# flickering lights ...



## krisply (Oct 12, 2010)

hello Folks

is it completely normal for the 12v lights to flicker (even when any of the boiler, blown air, water pump, or electric step are operating? 
I charged the two 100Ah leisure batteries outside of the vehicle on a mains charger so they got as good a charge as they will ever get.

thanks,
kris


----------



## brillopad (Mar 4, 2008)

Yes


----------



## MrsW (Feb 8, 2009)

Yes, ours does the same on battery.

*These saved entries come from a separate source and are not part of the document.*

PR #1846, opened 2023-11-07
Fix #1840 - Do not bootstrap interactive shell

### LINKED ISSUE #1840: <py-script terminal worker> should not start a REPL
Currently, if we request a `terminal` in a worker, it automatically starts a python REPL (by calling `code.interact()`):

```html
        <py-script terminal worker>
          print("hello world")
        </py-script>
```
image

I think this is wrong.
There are tons of legitimate use cases for wanting just a terminal without the REPL:
1. a simple `print("hello world")` should just print `hello world`
2. a simple program which uses `input("Guess the number? ")` should not start a REPL, IMHO

Moreover, the current REPL is blocking, which means that the worker will not respond to events.
Consider the following:

```html
        <py-script terminal worker>
          from pyscript import when
          print("hello world")

          @when('click', selector="#my-button")
          def click():
              print('click!')
        </py-script>
        <button id="my-button">Click me</button>
```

Should work without dipping or flickering on mains power.


----------



## Fatalhud (Mar 3, 2006)

When on Battery power only, they will dip when another load is applied.
I did have a problem with my lights flickering not dipping/dimming, and it turned out to be a joint under the van that had let water in and corroded
Alan H


----------



## CliveMott (Mar 10, 2008)

They should NOT dim or flicker unless it happens as something else starts up in wich case the starting load of the other service can cause a momentary depression of battery voltage.
But
If you have modern LED lighting each LED unit includes a regulator and these LED lights should not flicker. 

C.


----------



## mikebeaches (Oct 18, 2008)

CliveMott said:


> They should NOT dim or flicker unless it happens as something else starts up in wich case the starting load of the other service can cause a momentary depression of battery voltage.
> But
> If you have modern LED lighting each LED unit includes a regulator and these LED lights should not flicker.
> 
> C.


Our van has a large central LED overhead light fitted as standard. It flickers a lot, in fact almost flashes, when we turn on the diesel heater. Once the heater is up and running fully, the flickering pretty much stops.


----------